■ **What to produce**
For each record below, give an exact transcription.

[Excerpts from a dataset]
PR #1173, opened 2022-01-11
More minor fixes and tweaks

Fs00:
Fixed some bugs and applied some tweaks:
- fixed comment deletion not working in diff viewer (the wrong method was being called)
- fixed a bug that caused the repository "Files" tab to misbehave after screen rotation.
When you pressed the back button for the first time after rotation, the path breadcrumbs were updated as if you navigated to the parent folder but the list of contents remained the same. Subsequent back presses updated the list of contents as expected, but at that point the breadcrumbs were out of sync with the directory contents shown.
- revamped issue label selection dialog:
  - fixed padding
  - use standard instead of condensed typeface (it didn't look appropriate to me)
  - shortened _"Manage labels"_ button text to just _"Manage"_, because it was too long to fit in one line on not-enough-large screens :)

- reduced text size from **18sp** to **16sp** in issue/comment editors (feel free to criticize this). In my experience, I've found the former size of 18sp a bit too big when writing long issues or comments.
- minor padding adjustments here and there
- enabled [Java 11 language features](https://developer.android.com/studio/releases/gradle-plugin#java-11) in build.gradle


app/src/main/res/layout/editor_bottom_sheet.xml
```diff
@@ -45,10 +46,12 @@
                 android:id="@+id/et_basic_editor"
                 android:layout_width="match_parent"
                 android:layout_height="wrap_content"
+                android:layout_marginLeft="8dp"
                 android:dropDownAnchor="@id/basic_editor_scroll"
                 android:inputType="textMultiLine|textCapSentences"
-                android:minHeight="48dp"
+                android:minHeight="46dp"
```
maniac103, line 52: Why this change? 48dp is the minimum size of a touchable item in the UI guidelines.

maniac103 (commented):
> minor padding adjustments here and there

Those need some explanation IMHO, especially when deviating from the common/consistent ones.

app/src/main/res/layout/editor_bottom_sheet.xml
Fs00: Didn't know about the guideline.
I've changed it to make the bottom sheet TextView look a bit more centered and aligned with the nearby buttons after reducing text size to 16sp, but the difference is actually very subtle. I'll let you choose :)

app/src/main/res/layout/row_issue_template.xml
```diff
@@ -3,7 +3,7 @@
     android:orientation="vertical"
     android:layout_width="match_parent"
     android:layout_height="wrap_content"
-    android:paddingHorizontal="@dimen/content_padding"
+    android:paddingHorizontal="24dp"
```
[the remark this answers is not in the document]
Fs00: Because the list elements are not aligned with the dialog title, as you can see below.
I assume that the extra padding is needed because we are using custom views for those elements.

photo1644599852

app/src/main/res/layout/user.xml
```diff
@@ -103,8 +103,7 @@
                     android:layout_width="wrap_content"
                     android:layout_height="wrap_content"
                     android:layout_marginBottom="@dimen/overview_item_spacing"
-                    android:paddingLeft="@dimen/content_padding"
-                    android:paddingRight="@dimen/content_padding"
+                    android:paddingHorizontal="20dp"
```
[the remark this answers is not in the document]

■ **Output for this exercise**
PR #1173, opened 2022-01-11
More minor fixes and tweaks

Fs00:
Fixed some bugs and applied some tweaks:
- fixed comment deletion not working in diff viewer (the wrong method was being called)
- fixed a bug that caused the repository "Files" tab to misbehave after screen rotation.
When you pressed the back button for the first time after rotation, the path breadcrumbs were updated as if you navigated to the parent folder but the list of contents remained the same. Subsequent back presses updated the list of contents as expected, but at that point the breadcrumbs were out of sync with the directory contents shown.
- revamped issue label selection dialog:
  - fixed padding
  - use standard instead of condensed typeface (it didn't look appropriate to me)
  - shortened _"Manage labels"_ button text to just _"Manage"_, because it was too long to fit in one line on not-enough-large screens :)

- reduced text size from **18sp** to **16sp** in issue/comment editors (feel free to criticize this). In my experience, I've found the former size of 18sp a bit too big when writing long issues or comments.
- minor padding adjustments here and there
- enabled [Java 11 language features](https://developer.android.com/studio/releases/gradle-plugin#java-11) in build.gradle


app/src/main/res/layout/editor_bottom_sheet.xml
```diff
@@ -45,10 +46,12 @@
                 android:id="@+id/et_basic_editor"
                 android:layout_width="match_parent"
                 android:layout_height="wrap_content"
+                android:layout_marginLeft="8dp"
                 android:dropDownAnchor="@id/basic_editor_scroll"
                 android:inputType="textMultiLine|textCapSentences"
-                android:minHeight="48dp"
+                android:minHeight="46dp"
```
maniac103, line 52: Why this change? 48dp is the minimum size of a touchable item in the UI guidelines.

maniac103 (commented):
> minor padding adjustments here and there

Those need some explanation IMHO, especially when deviating from the common/consistent ones.

app/src/main/res/layout/editor_bottom_sheet.xml
Fs00: Didn't know about the guideline.
I've changed it to make the bottom sheet TextView look a bit more centered and aligned with the nearby buttons after reducing text size to 16sp, but the difference is actually very subtle. I'll let you choose :)

app/src/main/res/layout/row_issue_template.xml
```diff
@@ -3,7 +3,7 @@
     android:orientation="vertical"
     android:layout_width="match_parent"
     android:layout_height="wrap_content"
-    android:paddingHorizontal="@dimen/content_padding"
+    android:paddingHorizontal="24dp"
```
[the remark this answers is not in the document]
Fs00: Because the list elements are not aligned with the dialog title, as you can see below.
I assume that the extra padding is needed because we are using custom views for those elements.

photo1644599852

app/src/main/res/layout/user.xml
```diff
@@ -103,8 +103,7 @@
                     android:layout_width="wrap_content"
                     android:layout_height="wrap_content"
                     android:layout_marginBottom="@dimen/overview_item_spacing"
-                    android:paddingLeft="@dimen/content_padding"
-                    android:paddingRight="@dimen/content_padding"
+                    android:paddingHorizontal="20dp"
```
[the remark this answers is not in the document]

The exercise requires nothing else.